R1 to R5 are connected together with serial links. R1-R3 have clock rate to 8000000 and bandwidth to 8000. R4 to R5, default T1 clock rate/bandwidth
R1 to R6, 100 FastEthernet
R6 to R5, 10 Ethernet
R6#show ip route
Codes: C - connected, S - static, R - RIP, M - mobile, B - BGP
D - EIGRP, EX - EIGRP external, O - OSPF, IA - OSPF inter area
N1 - OSPF NSSA external type 1, N2 - OSPF NSSA external type 2
E1 - OSPF external type 1, E2 - OSPF external type 2
i - IS-IS, su - IS-IS summary, L1 - IS-IS level-1, L2 - IS-IS level-2
ia - IS-IS inter area, * - candidate default, U - per-user static route
o - ODR, P - periodic downloaded static route
Gateway of last resort is not set
172.16.0.0/24 is subnetted, 6 subnets
C 172.16.50.0 is directly connected, FastEthernet0/1
D 172.16.40.0 [90/2195456] via 172.16.50.1, 00:24:51, FastEthernet0/1
D 172.16.30.0 [90/2707456] via 172.16.50.1, 00:24:51, FastEthernet0/1
D 172.16.20.0 [90/1369600] via 172.16.0.1, 00:24:51, FastEthernet0/0
D 172.16.10.0 [90/857600] via 172.16.0.1, 00:24:51, FastEthernet0/0
C 172.16.0.0 is directly connected, FastEthernet0/0
R6#
resetting all serial links to default and all FA to FA speed yields the symmetrical routing table that would be expected.
R6#show ip route eigrp
172.16.0.0/24 is subnetted, 6 subnets
D 172.16.40.0 [90/2195456] via 172.16.50.1, 00:00:18, FastEthernet0/1
D 172.16.30.0 [90/2707456] via 172.16.50.1, 00:00:18, FastEthernet0/1
D 172.16.20.0 [90/2707456] via 172.16.0.1, 00:00:18, FastEthernet0/0
D 172.16.10.0 [90/2195456] via 172.16.0.1, 00:00:18, FastEthernet0/0
Comments
On whatever router you're having issues with, you can do a show ip eigrp topology subnet_number to get detailed information about the route.
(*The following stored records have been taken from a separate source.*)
PR #3852, opened 2022-04-27
zed: Move common flags to root

### LINKED ISSUE #3843: zed -lake and -use flags should be allowed before subcommand
`zed` exits with an error if the `-lake` flag precedes the subcommand. The same is true for `-use`.
```
$ zed -lake mylake ls
flag provided but not defined: -lake
at flag: "-lake mylake ls": flag provided but not defined: -lake
```

These flags, and perhaps all flags, should be allowed before the subcommand.

mattnibs:
Attach flags -q, -lake, -configdir, and -use to the zed root command.
This enables use to specify these flags before the subcommand:
zed -lake $HOME/.lake ls

Closes #3843


cli/cli.go
```diff
@@ -41,15 +45,30 @@ func (f *Flags) Init(all ...Initializer) error {
...
+
+type interruptedContext struct{ context.Context }
+
+func (s *interruptedContext) Err() error {
+	err := s.Context.Err()
+	if errors.Is(err, context.Canceled) {
+		return errors.New("interrupted")
+	}
+	return err
 }
```
nwt, line 69: I'm surprised to see this here. Does it need to move? If not, I think it should stay where it is.

mattnibs: Here's the story: I moved lake flags into cmd/zed/root command, zq uses this command and so now zq had the lake flags. zq only uses the root command because it has the convenient context/signal init stuff. It seem sensible to put this in cli.Flags since all our commands use this and also need ctx. I could move this to another struct, maybe something like cli.Base, and maybe that is the right thing to do, but I wanted to avoid adding another thing.

cli/cli.go
```diff
@@ -29,7 +33,7 @@ type Initializer interface {
 	Init() error
 }
 
-func (f *Flags) Init(all ...Initializer) error {
+func (f *Flags) Init(all ...Initializer) (context.Context, func(), error) {
```
nwt, line 36:
```suggestion
func (f *Flags) Init(all ...Initializer) (context.Context, context.CancelFunc, error) {
```

cli/cli.go
```diff
@@ -41,15 +45,30 @@ func (f *Flags) Init(all ...Initializer) error {
...
+		cancel()
+		f.cleanup()
+	}
+	return &interruptedContext{ctx}, cleanup, nil
+}
+
+type interruptedContext struct{ context.Context }
+
+func (s *interruptedContext) Err() error {
+	err := s.Context.Err()
```
nwt, line 64:
```suggestion
func (i *interruptedContext) Err() error {
	err := i.Context.Err()
```

cli/cli.go
```diff
@@ -41,15 +45,30 @@ func (f *Flags) Init(all ...Initializer) error {
...
 	if err != nil {
-		return err
+		return nil, nil, err
 	}
 	if f.cpuprofile != "" {
 		f.runCPUProfile(f.cpuprofile)
 	}
-	return nil
+	ctx, cancel := signal.NotifyContext(context.Background(), syscall.SIGINT, syscall.SIGTERM)
+	var cleanup = func() {
```
nwt, line 54:
```suggestion
	cleanup := func() {
```

cli/lakeflags/flags.go
```diff
@@ -33,3 +63,48 @@ func (f *Flags) HEAD() (*lakeparse.Commitish, error) {
...
+		if err != nil {
+			return nil, err
+		}
+		return api.NewRemoteLake(conn), nil
+	}
+	return api.OpenLocalLake(ctx, uri.String())
+}
+
+func (l *Flags) AuthStore() *auth0.Store {
+	return auth0.NewStore(filepath.Join(l.ConfigDir, credsFileName))
```
nwt, line 98: Nit: Get rid of credsFileName.
```suggestion
	return auth0.NewStore(filepath.Join(l.ConfigDir, "credentials.json"))
```

cmd/zed/vacate/command.go
```diff
@@ -32,12 +31,10 @@ they cannot be recovered.
 
 type Command struct {
 	*root.Command
-	cli.LakeFlags
 }
 
 func New(parent charm.Command, f *flag.FlagSet) (charm.Command, error) {
 	c := &Command{Command: parent.(*root.Command)}
-	c.LakeFlags.SetFlags(f)
 	return c, nil
```
nwt, line 38:
```go
	return &Command{Command: parent.(*root.Command)}, nil
```

cli/zq/command.go
```diff
@@ -94,22 +93,19 @@ https://github.com/brimdata/zed for more information.
 }
 
 type Command struct {
-	*root.Command
 	canon       bool
 	quiet       bool
 	stopErr     bool
+	cli         cli.Flags
```
nwt, line 99:
```suggestion
	cliFlags         cli.Flags
```

cmd/zed/auth/command.go
```diff
@@ -27,14 +25,10 @@ func init() {
...
 	*root.Command
-	cli.LakeFlags
-	lakeFlags lakeflags.Flags
 }
 
 func New(parent charm.Command, f *flag.FlagSet) (charm.Command, error) {
 	c := &Command{Command: parent.(*root.Command)}
-	c.LakeFlags.SetFlags(f)
-	c.lakeFlags.SetFlags(f)
 	return c, nil
```
nwt, line 32:
```go
	return &Command{Command: parent.(*root.Command)}, nil
```

cmd/zed/index/command.go
```diff
@@ -49,14 +47,10 @@ func init() {
...
 	*root.Command
-	cli.LakeFlags
-	lakeFlags lakeflags.Flags
 }
 
 func New(parent charm.Command, f *flag.FlagSet) (charm.Command, error) {
 	c := &Command{Command: parent.(*root.Command)}
-	c.LakeFlags.SetFlags(f)
-	c.lakeFlags.SetFlags(f)
 	return c, nil
```
nwt, line 54:
```go
	return &Command{Command: parent.(*root.Command)}, nil
```

cmd/zed/init/command.go
```diff
@@ -24,14 +22,10 @@ var Cmd = &charm.Spec{
...
 	*root.Command
-	cli.LakeFlags
-	lakeFlags lakeflags.Flags
 }
 
 func New(parent charm.Command, f *flag.FlagSet) (charm.Command, error) {
 	c := &Command{Command: parent.(*root.Command)}
-	c.LakeFlags.SetFlags(f)
-	c.lakeFlags.SetFlags(f)
 	return c, nil
```
nwt, line 29:
```go
	return &Command{Command: parent.(*root.Command)}, nil
```

cmd/zed/root/command.go
```diff
@@ -23,42 +21,27 @@ querying, and orchestrating Zed data lakes.`,
 
 type Command struct {
 	charm.Command
+	lakeflags.Flags
```
nwt, line 24: We don't usually embed flag structs, so I don't think we should embed this one.
```suggestion
	LakeFlags lakeflags.Flags
```

cmd/zed/use/command.go
```diff
@@ -60,16 +59,12 @@ in the lake and is not copied to this local directory.
...
-	lakeFlags lakeflags.Flags
+	branch   bool
+	poolName string
 }
 
 func New(parent charm.Command, f *flag.FlagSet) (charm.Command, error) {
 	c := &Command{Command: parent.(*root.Command)}
-	c.LakeFlags.SetFlags(f)
-	c.lakeFlags.SetFlags(f)
 	return c, nil
```
nwt, line 68:
```go
	return &Command{Command: parent.(*root.Command)}, nil
```

cmd/zed/use/command.go
```diff
@@ -60,16 +59,12 @@ in the lake and is not copied to this local directory.
 
 type Command struct {
 	*root.Command
-	cli.LakeFlags
-	branch    bool
-	poolName  string
-	lakeFlags lakeflags.Flags
+	branch   bool
+	poolName string
```
nwt, line 63: These are unused.
```suggestion
```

Or you can do show ip eigrp topology all links
(paste)
Trying clearing the EIGRP processes, that should fix it, but you'll need to do it every time you make a metric change.
showroute.net
Looking at your routing table, it looks like you have an additional link between R1 and R6 (I'm assuming that 172.16.10.0 is R1). R1 isn't showing as directly connected, as it would appear to be in your diagram, so that tells me there's another link between the two of them. So your route to R3 through R1 has one more hop, therefore more delay, than if it goes through R5.
If R1 and R6 were directly connected, you'd likely see it doing load balancing for the route to R3.
if you want all traffic to go via R1 instead, increase the delay on the link between R6 and R5, that should force everything to take the right network.